Oder an dein Idol, einen heimlichen Schwarm oder Gott.
Es gibt einfach niemanden, an den du nicht schreiben kannst.
Einen Brief schreiben – wie eigentlich?
Das Geheimnis eines Unsent Letters ist, dass du ihn mit dem Wissen schreibst, ihn niemals abzuschicken.
Denn sobald wir glauben, dass jemand anders unsere Zeilen lesen wird, beginnen wir, Sätze zu verdrehen, Worte wegzulassen und die Political Correctness vor unsere wahren Gedanken und Gefühle zu stellen.
Wir halten uns zurück – und genau das wollen wir nicht.
Denn alles, was wir nicht aussprechen, bleibt automatisch in uns. Und was in uns bleibt, gärt darinnen weiter und beeinflusst unser Denken, Fühlen und Erleben.
Ein solcher Brief schadet niemanden.
Im Gegenteil.
Schreib frei heraus, was du denkst, was du fühlst und wie es dir tatsächlich geht.

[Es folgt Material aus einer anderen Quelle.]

PR #2761, opened 2021-04-18
refactor: merge tsconfig

Trim21:


quisquous:
Thanks! This is a tiny nit, but can we have the filenames match, e.g. `tsconfig.base.json` and `tsconfig.triggers.json` OR `tsconfig_base.json` and `tsconfig_triggers.json`, but not a mix of underscore and period and jsonc and json?

Trim21:
ok

quisquous:
Thanks!

PR #2762, opened 2021-04-18
typo in type definition

Trim21:
#2611 @MaikoTan 

```js
// global.d.ts
export type NonEnLang = Exclude<Lang, 'en'>;
// trigger.d.ts
import { Lang, NotEnLang } from './global';
```


MaikoTan:
Oops!

PR #2764, opened 2021-04-18
Revert "refactor: merge tsconfig"

quisquous:
Reverts quisquous/cactbot#2761


quisquous:
Sorry @Trim21, this breaks `npm run process-triggers` (which was why there was a separate tsconfig in the first place).  I didn't look at the details, but reverting this patch makes that run again.

PR #2765, opened 2021-04-18
raidboss: Diamond Ex headmarkers

valarnin:
Adding headmarkers for LC/Flood Ray mechanic.

Haven't had a chance to test in-zone but raidemulator testing shows that they're correct over three days of pulls/clears.


valarnin:
I've confirmed that the headmarker trigger works properly in-zone now.

quisquous:
Thanks!!

PR #3298, opened 2021-07-14
Raidboss: Add Suzaku Normal oopsy, timeline, and triggers

JLGarber:
This wasn't too difficult to figure out, although getting through phase 1 solo is a pain. It's not realistic to survive the 4x Scarlet Lady explosion without invulns, and it's not yet possible to kill a Scarlet Plume solo, so the trick is to use cooldowns to burst the Ladies on the first set, and invuln the explosions on the second. (Also, although they use a tether visual, they do not generate tether lines in the log.)

There's probably stuff we can do with Scarlet Hymn (DDR during the intermission) but I'm not terribly interested in pursuing it either for Raidboss or Oopsy. It's very clear without artificial aid when someone has failed their dance steps.

Finally, I'm surprised/disappointed that Ruthless Refrain disappears altogether after the first Incandescent Interlude.


quisquous:
Thank you for this, this all looks great.  Thanks for writing this in TypeScript too.

I think the DDR is definitely not worth the time to do.  :P

PR #3300, opened 2021-07-14
Allow additional alert output for TTS+Sound+Text

20133774:
Not sure if I've done this request correctly since it's my first one but:
please allow the use of TT+Sound+Text at once for raidboss alerts, i've been using "Text and Sound" for a while but would love to implement TTS instead of making custom triggers for individual actions.
I would switch to Text + TTS but I'm used to hearing the sounds and they help me quite a lot


MaikoTan:
Are you trying to request a feature or contributing a new feature?
`Pull Request` is for contributing, so maybe you should turn to `Issues` and close this one.

PR #3311, opened 2021-07-16
refactor(jobs): direct compute MNK lightning stack

MaikoTan:
After patch 5.4 update, MNK's Greased Lightning is not
binding on GCD/Combo anymore.
Nowadays it is traits which only be affected by player's current level,
we can directly compute the corresponding `stacks`, so
move the computing code into `calcGCDFromStat` function.

------
By the way, @quisquous should/can I remove the related code from `FFXIVProcessIntl.cs`, etc?
For example, like this?
```diff
-   [StructLayout(LayoutKind.Explicit)]
-   public struct PugilistJobMemory {
-     [FieldOffset(0x00)]
-     public ushort lightningMilliseconds;
-
-     [FieldOffset(0x02)]
-     public byte lightningStacks;
-   };
-
    [StructLayout(LayoutKind.Explicit)]
    public struct MonkJobMemory {
-     [FieldOffset(0x00)]
-     public ushort lightningMilliseconds;
- 
-     [FieldOffset(0x02)]
-     public byte lightningStacks;
      // I don't know if this `Offset` is correct though
      [FieldOffset(0x03)]
      public byte chakraStacks;

-     [NonSerialized]
-     [FieldOffset(0x04)]
-     private byte _lightningTimerState;
-
-     public bool lightningTimerFrozen {
-       get {
-         return (_lightningTimerState > 0);
-       }
-     }
    };
```

### DIFF
--- a/ui/jobs/bar.d.ts
+++ b/ui/jobs/bar.d.ts
@@ -22,7 +22,6 @@ export interface Bars {
     circleOfPower: boolean;
     presenceOfMind: boolean;
     paeonStacks: number;
-    lightningStacks: number;
     huton: boolean;
     shifu: boolean;
     museStacks: 1 | 2 | 3 | 4;
--- a/ui/jobs/components/mnk.js
+++ b/ui/jobs/components/mnk.js
@@ -15,17 +15,6 @@ export function setup(bars) {
     classList: ['mnk-color-chakra'],
   });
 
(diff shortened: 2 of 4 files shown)


quisquous:
> By the way, @quisquous should/can I remove the related code from FFXIVProcessIntl.cs, etc?

Please do!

Zensier dich nicht selbst. Halt dich nicht zurück. Sei ehrlich.
Briefe tun niemanden weh. Sie schaden nicht. Alles, was sie tun, ist, dir ein Ventil zu schenken.

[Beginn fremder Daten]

PR #3303, opened 2021-07-14
raidboss: Fix a8n aoe callout spam

valarnin:
I've gotten this one a couple times in roulette the last week, and when the aoe fires it's certainly noticeable because it fires once for each player that's alive 🙃 

There's no `startsUsing` line for this one so I added `suppressSeconds` instead. I'm not sure if any of the other `ability` triggers here have the same problem, since I've never seen most of them in roulettes.

PR #3313, opened 2021-07-17
Raidboss: Reduce annoyance in A8n

JLGarber:
(This will conflict with and possibly replace #3303.)

As I noted on Valarnin's pull request, this is one of those things I kept meaning to do and kept forgetting. I wasn't able to get a group for this to test, but I did run it through solo, and it didn't *feel* annoying. Short Needle and Hydrothermal Missile correctly called only once for each position on the timeline.

I went ahead and commented out the Hydrothermal syncs that were within 4 seconds of each other. Technically they should have been okay, but I figured it was best to be safe.

No idea what's going on with the end-of-file newline. I would have said it was a Unix-vs-Windows thing, but I'm the only person who's touched this file. Regardless, it shouldn't be a serious issue.


quisquous:
Thanks for the fixes!

PR #3315, opened 2021-07-17
Build: turn on babel cache & use babel for TS building

MaikoTan:
- Turn on babel cache

It is helpful to enable babel cache when in rebuilding (e.g. running webpack-dev-server), which would significantly decrease the building time.

- Use babel for TypeScript building

Although `ts-loader` (`tsc` inside) and `babel-loader` (`babel` inside) would basically do the same thing in TypeScript transform, `babel-loader` removes type notations only, and doesn't do the type-checking things, so it would be faster than `ts-loader` (even with `transpileOnly` flag) in most cases. Additionally, we now need `babel-loader` to ensure code available always in Chrome v75 of current CEF, so why not combine them in one loader?

- How is TypeScript type checking now

Nowadays we are using `fork-ts-checker-webpack-plugin` for type checking, which runs `tsc` in a separated process and report errors asynchronously (in production mode), that would not block webpack building (that `ts-loader` will).

### DIFF
--- a/tsconfig.base.json
+++ b/tsconfig.base.json
@@ -6,10 +6,9 @@
         "after": true
       }
     ],
-    // nullish coalescing operator not supported in OverlayPlugin's Chrome M75
-    // TODO: change to ES2020 once OverlayPlugin rolls CEF past M80.
-    "target": "ES2019",
-    "module": "ES2020",
+    // Thanks to babel-loader, we don't need to set it as ES2019.
+    "target": "ESNext",
+    "module": "ESNext",
     "allowJs": true,
     "strict": true,
     "declaration": false,
--- a/tsconfig.base.json
+++ b/tsconfig.base.json
@@ -7,7 +7,8 @@
       }
     ],
     // Thanks to babel-loader, we don't need to set it as ES2019.
-    "target": "ESNext",
+    // But we need to set it as ES2020 to ensure mocha can run correctly.
+    "target": "ES2020",
     "module": "ESNext",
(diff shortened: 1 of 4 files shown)


tsconfig.base.json
```diff
@@ -6,10 +6,10 @@
...
       }
     ],
-    // nullish coalescing operator not supported in OverlayPlugin's Chrome M75
-    // TODO: change to ES2020 once OverlayPlugin rolls CEF past M80.
-    "target": "ES2019",
-    "module": "ES2020",
+    // Thanks to babel-loader, we don't need to set it as ES2019.
+    // But we need to set it as ES2020 to ensure mocha can run correctly.
+    "target": "ES2020",
+    "module": "ESNext",
```
quisquous, line 12: What do you get out of `ESNext`? Mostly wondering why you're adjusting this one as well.

quisquous (commented):
This seems good to me.  We still have a workflow that runs `tsc` as well, so I'm not worried about losing testing here.

tsconfig.base.json
MaikoTan: Currently `esnext` and `es2020` is the same, you mean better to keep it remained?

quisquous: Oh, I see.  Yeah, I was mostly wondering why you were changing it here.  I think I'd rather stick to ES2020 and then change it explicitly when we change it.

MaikoTan: Okay, done.

PR #3316, opened 2021-07-17
jobs: remove dynamic threshold of storm's eye

MaikoTan:
WAR in ShB don't need to track Storm's Eye dynamically,
not only because the duration of Storm's Eye can be 60s nowadays,
but there are also many skills would extend the duration of Storm's Eye.

So we can just set the threshold to `GCD * 3 + 1`,
which is also consistent with other jobs.


quisquous:
Thanks for the cleanup!

PR #3317, opened 2021-07-18
Raidboss/Oopsy: Add Drowned City of  Skalla dungeon package

JLGarber:
Nothing particularly interesting on this one. We could probably eliminate the last block on boss 2, and instead do a forward and back sync against timestamp 1200, but I figured explicit was better to start with.

It's possible we could do a better set of triggers to account for interactions between the boss 3 head markers, but I don't think it's really worth the effort. "You have X" is standard enough anyway.


quisquous:
This all looks great, thank you as always!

Und wenn du dich besser fühlst, vernichte den Brief einfach direkt nach dem Schreiben. Dann bekommt ihn sicher niemals jemand zu Gesicht.
Der rote Faden fehlt? Ideen, wie du deinen Brief beginnen kannst
Manchmal fällt es schwer, mit dem Schreiben zu beginnen. Wir haben so unglaublich viel in unserem Kopf und doch keine Ahnung, wo genau wir eigentlich anfangen sollen. Der rote Faden fehlt.

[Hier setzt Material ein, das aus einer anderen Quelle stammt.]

PR #3321, opened 2021-07-18
raidboss: earlier callouts for wolex summon phases

quisquous:
BLM/WHM is Specter Of Light before to the limit, and DRK/BRD is To The
Limit before Specter Of Light.  Add additional timeline syncs (but leave
the previous as a catch-all) and fix up triggers to reflect this.

Additionally, every limit break can be used in both phases, so fix up
timeline entries for this.

### DIFF
--- a/ui/raidboss/data/05-shb/trial/wol-ex.txt
+++ b/ui/raidboss/data/05-shb/trial/wol-ex.txt
@@ -103,12 +103,13 @@ hideall "Limit Break"
 517.3 "--middle--" sync /:Warrior Of Light:4F45:/
 
 # BLM/WHM
-522.5 "--sync--" sync /:Warrior Of Light:4F37:/ window 5,5 jump 1522.8
+519.6 "--sync--" sync /:4F73:Warrior Of Light/ window 5,5 jump 1519.5
+522.6 "Specter -> BLM/WHM" #sync /:Warrior Of Light:4F73:/
 527.8 "--sync--" sync /:4F3D:Spectral Black Mage/ window 40,40 jump 1527.8
-528.6 "Specter -> BLM/WHM" #sync /:Warrior Of Light:4F3[456]:/
 
 # DRK/BRD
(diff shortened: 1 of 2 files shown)


ui/raidboss/data/05-shb/trial/wol-ex.txt
```diff
@@ -103,19 +103,20 @@ hideall "Limit Break"
 517.3 "--middle--" sync /:Warrior Of Light:4F45:/
 
 # BLM/WHM
+522.5 "--sync--" sync /:Warrior Of Light:4F37:/ window 5,5 jump 1522.8
 527.8 "--sync--" sync /:4F3D:Spectral Black Mage/ window 40,40 jump 1527.8
-528.6 "Limit -> BLM/WHM" #sync /:Warrior Of Light:4F3[56]:/
+528.6 "Specter -> BLM/WHM" #sync /:Warrior Of Light:4F3[456]:/
```
panicstevenson, line 108: "Specter" is non-actionable, right?

panicstevenson (approved):

ui/raidboss/data/05-shb/trial/wol-ex.txt
quisquous: Oh hmm, I am not sure that I know what you're asking.  Specter is the cast that summons the warriors of light that then do stuff.

However, I think you're right that I can't change "Limit" to "Specter" and I should put that text on the actual "Specter" ability.  If I adjust everything by like 0.1s here and there, this makes all of the tells happen at exactly the same time which feels much nicer then how it used to be.

panicstevenson (approved):

ui/raidboss/data/05-shb/trial/wol-ex.txt
panicstevenson: Eh, I was mostly thinking that people might be confused that Specter means "something is happening", but coming back to this I don't think that's any different from what is already there, especially if it's the wrong non-actionable move; so, tl;dr disregard.

PR #3322, opened 2021-07-18
raidboss: fix DRS avowed sword triggers

quisquous:


panicstevenson (approved):
Assuming the removed console.error is debug logging

PR #3326, opened 2021-07-19
jobs: fix DRK darkside timer box bugs

quisquous:


ui/jobs/components/drk.ts
```diff
@@ -35,7 +35,7 @@ export const setup = (bars: Bars): void => {
       }
     }
 
-    const oldSeconds = darksideBox.duration ?? 0 - darksideBox.elapsed;
+    const oldSeconds = (darksideBox.duration ?? 0) - darksideBox.elapsed;
```
MaikoTan, line 38: I found that this line can be 

```suggestion
    const oldSeconds = darksideBox.value;
```

quisquous: Done, but with an extra simplification too.

PR #3334, opened 2021-07-20
add ja translation for zadnor based on #3333

Akurosia:


quisquous:
Thanks for handling that!

MaikoTan:
I think there are few names can be shorten, or I'll create a new PR later.

PR #3341, opened 2021-07-24
jobs: convert jobs.css into stylus

MaikoTan:


panicstevenson:
What's the advantage to using Stylus over SCSS?

I would imagine if we had a need to move away from CSS 3 we would use SCSS, but I don't know of all the benefits/differences.

MaikoTan:
> What's the advantage to using Stylus over SCSS?
> 
> 
> 
> I would imagine if we had a need to move away from CSS 3 we would use SCSS, but I don't know of all the benefits/differences.

In fact, I don't very clear with the difference between them, either.
Why I choose Stylus instead of SCSS is that I thought the programmatic statements of Stylus is much clearer than SASS, and Stylus also includes some feature that SASS doesn't have. Whatever the css-preprocessor is, they actually do the same thing, basically. So I don't think it is a big deal to choose one?

quisquous:
> Thanks for your contribution!🚀
> 
> Currently your title is: jobs: convert jobs.css into stylus,
> but it should be in the format of `scope: description`.

I fixed this in #3342 if you rebase/merge onto main.

panicstevenson:
> So I don't think it is a big deal to choose one?

I think that's fair; I'm not against a pre-processor for CSS personally, I just have never heard of Stylus before and was really only aware of SCSS. I don't know which one has the bigger market presence but maybe we should adopt whichever one there (similar to why we went with Webpack, lots of people know it)

MaikoTan:
Yep, if we follow the most popular one, we should choose `Sass/Scss`.
I can recall that there are statistical data back in 2019 told that `Sass/Scss` > `LESS` > `Stylus` > `PostCSS` > Others (I can't find the link now tho). And `Sass` got even 50%~ popularity.
I can change the code to use `sass` instead, which is not difficult.

quisquous:
Do you have links for a "why folks use a CSS pre-processor"? I agree that jobs.css needs to be cleaned up, but it's not clear to me that a preprocessor is the solution there.  Are there things you wish you could be doing that you can only do with a preprocessor?  This is just me not quite understanding what the underlying goal is here.

MaikoTan:
Ah, I read a Chinese article that describes `Sass` so I learnt CSS pre-processor. ⊙﹏⊙∥

Technically a pre-processor would provide things like `variables`, `number/units computing`, `programmatical feature like conditional/looping/...`, `extends/inheritance/nesting`, `functions/mixins`, `CSS module management`, `interoperation with JS`, and so on that pure CSS has not.
These features would help developers to reduce duplications and improve maintenance.
Also, things like nesting would let us easier to read stylesheet files, for example,
```stylus
.parent {
  /* blahblah */
  .child {
    /* blahblahblah */
  }
}
```
is much clearer (and you can easily know the nesting relationship) than
```stylus
.parent {
  /* blahblah */
}
.parent .child {
  /* blahblahblah */
}
```
Especially there are always extremely long names of the latter one.

------

Currently, I have just converted few styles to use the syntaxes from `Stylus`, so it might look a little useless in this case?
Mostly I would like to consult with folks that HOW is it like and SHOULD/COULD we use it (also which should we use I guess?).

quisquous:
I think it would help motivate me to want to do something like this if I could understand what problems you were seeing and wanted to solve.

Mostly, I have to admit that I am somewhat skeptical of adding additional tools that people have to understand.  I agree that a CSS preprocessor could add additional functionality and be more expressive, but the downside is that it is yet another layer that people have to learn about and know in order to make changes.  In other words, people have to learn CSS and now another thing as well; additionally the build pipeline a little slower and more complicated too.  So, I think for me I would like additions like that to have a good reason to do it.

If it helps, I didn't switch to webpack for a long time for exactly this reasoning.  Previously, it was much simpler to not use webpack, but there were a bunch of things (imports, typescript) that made switching to webpack a good decision.  However, it also makes everything a LOT more complicated and adds more friction to development.  It's a trade-off, as everything is.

Wenn es dir so geht, ist das nicht schlimm, starte gerne mit einem der nachfolgenden Satzanfänge. Denn Satzanfänge sind ein effektiver Weg, mit dem Schreiben eines Briefes zu beginnen:
- Ich möchte, dass du weißt …
- Ich fürchte mich davor, dir zu erzählen …
- Wenn ich könnte, würde ich …
- Ich hasse …
- Wenn ich daran denke …
- Am meisten fehlt mir …
- Jedes Mal, wenn ich …
- Wenn du nur wüsstest ….
Und was, wenn ich meinen Brief doch abschicken will?
In erster Linie schreiben wir Unsent Letters für uns selbst, doch das heißt natürlich nicht, dass du sie niemanden zeigen oder sie niemals abschicken darfst. Wenn du das möchtest, ist das vollkommen okay.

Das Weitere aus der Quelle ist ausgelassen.